Chief executive Di Humphries was downbeat about the immediately outlook, saying trading would "remain challenging" as it spent more on promotions and contended with a strong currency. The company expected there to be a more "downside risk than upside potential for earnings" for the remainder of the year, she said, without being specific.
The shares dropped 13 percent to 59 cents, near the lowest in more than two years, and have fallen 51 percent over the past 12 months.
Last November the company told shareholders at their annual meeting that sales in the first four months of the year were "materially impacted" by the August Australian federal election, while New Zealand's trading conditions remained challenging with heavy discounting. Pumpkin Patch also suffered disruptions to its supply chain after two suppliers failed and major flooding in China left inventory short ahead of Christmas.
New Zealand sales fell 14 percent to $24.1 million and international sales declined 4 percent to $20.9 million, which the company said reflected soft conditions in Ireland.

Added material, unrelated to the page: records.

PR #422, opened 2024-07-22
Onboard IaaS network-area `create` and `update` commands

DiogoFerrao:


internal/pkg/orgname/orgname.go
```diff
@@ -0,0 +1,24 @@
...
+)
+
+// GetOrganizationName returns the name of an organization by its ID.
+func GetOrganizationName(ctx context.Context, p *print.Printer, orgId string) (string, error) {
+	apiClient, err := client.ConfigureClient(p)
+	if err != nil {
+		return "", fmt.Errorf("configure resource manager client: %w", err)
+	}
+	req := apiClient.GetOrganization(ctx, orgId)
+	resp, err := req.Execute()
```
joaopalet, line 18: This is a new pattern in the CLI I think, right? We could also make this a util of the `resource-manager` service, and initialise the client in the `RunE` of the command which would be more in line with what we were doing until now. What do you think?

internal/cmd/beta/network-area/create/create.go
```diff
@@ -0,0 +1,196 @@
...
+	case print.YAMLOutputFormat:
+		details, err := yaml.MarshalWithOptions(networkArea, yaml.IndentSequence(true))
+		if err != nil {
+			return fmt.Errorf("marshal network area: %w", err)
+		}
+		p.Outputln(string(details))
+
+		return nil
+	default:
+		p.Outputf("Created network area for project %q.\n", projectLabel)
```
joaopalet, line 193: We should also show the area ID here

DiogoFerrao: Forgot to update here

internal/pkg/orgname/orgname.go
DiogoFerrao: Making it part of the utils of the `resource-manager` makes sense. I followed the logic of the `projectname` package, that does something similar but for the project name. However, this `GetOrganizationName` would not be used as often, so it may be better to implement in a utils package

internal/cmd/beta/network-area/create/create.go
```diff
@@ -0,0 +1,203 @@
...
+			rmApiClient, err := rmClient.ConfigureClient(p)
+			if err == nil {
+				orgLabel, err = rmUtils.GetOrganizationName(ctx, rmApiClient, *model.OrganizationId)
+				if err != nil {
+					p.Debug(print.ErrorLevel, "get organization name: %v", err)
+					orgLabel = *model.OrganizationId
+				}
+			} else {
+				p.Debug(print.ErrorLevel, "configure resource manager client: %v", err)
+			}
```
joaopalet, line 89: Wouldn't it be simpler to have something like this?

```suggestion
rmApiClient, err := rmClient.ConfigureClient(p)
if err != nil {
	p.Debug(print.ErrorLevel, "configure resource manager client: %v", err)
} 
orgLabel, err := rmUtils.GetOrganizationName(ctx, rmApiClient, *modelOrganizationId)
if err != nil {
	p.Debug(print.ErrorLevel, "get organization name: %v", err)
	orgLabel = *model.OrganizationId
}
```

joaopalet (approved):

internal/cmd/beta/network-area/create/create.go
DiogoFerrao: Hmm yes, its simpler. But if the configuration of the client errors, the `GetOrganizationName` call won't work either and the user will get 2 errors, when it's really just the one about the client

joaopalet: Ah yes we don't want to return earlier

joaopalet (approved):

PR #431, opened 2024-07-26
Onboard `routes create` and `routes delete` command

DiogoFerrao:


internal/cmd/beta/network-area/routes/create/create.go
```diff
@@ -0,0 +1,181 @@
...
+	Nexthop        *string
+}
+
+func NewCmd(p *print.Printer) *cobra.Command {
+	cmd := &cobra.Command{
+		Use:   "create",
+		Short: "Creates a static route in a STACKIT Network Area (SNA)",
+		Long: fmt.Sprintf("%s\n%s\n",
+			"Creates a static route in a STACKIT Network Area (SNA).",
+			"This command is currently asynchonous only due to limitations in the waiting functionality of the SDK. This will be updated in a future release.",
```
joaopalet, line 42: Let's just try to confirm first with the team if the request is even async or not. Because the created routes already come in the API response, right?

internal/cmd/beta/network-area/routes/create/create.go
```diff
@@ -0,0 +1,181 @@
...
+// getRouteFromAPIResponse returns the static route from the API response that matches the prefix and nexthop
+// This works because static routes are unique by prefix and nexthop
+func getRouteFromAPIResponse(prefix, nexthop string, routes *[]iaas.Route) (iaas.Route, error) {
+	for _, route := range *routes {
+		if *route.Prefix == prefix && *route.Nexthop == nexthop {
+			return route, nil
+		}
+	}
+	return iaas.Route{}, fmt.Errorf("new static route not found in API response")
+}
```
joaopalet, line 181: This could be moved to the `utils` package

internal/cmd/beta/network-area/routes/create/create.go
joaopalet: Also the same applies for the delete, right?

joaopalet (approved):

Sales through its international websites rose 34 percent, it said without giving details. Online sales in Australasia were affected by the supply chain disruptions. Online sales are greater than the retailer garners from its New Zealand stores.
"While heavy discounting continues in the Australian and New Zealand markets, Pumpkin Patch is seen as premium brand internationally," Humphries said. "Given some of the international relationships we are developing and the opportunities that are out there for us, I expect to see some decent earnings growth from our international business unit over the next few years."
The company has gone through a period of reorganisation, reviewing operational and central support costs. Net profit before recognising those reorganisation costs, which includes losses from discontinued operations, was $1.3 million, down from $6.5 million in the previous comparable period.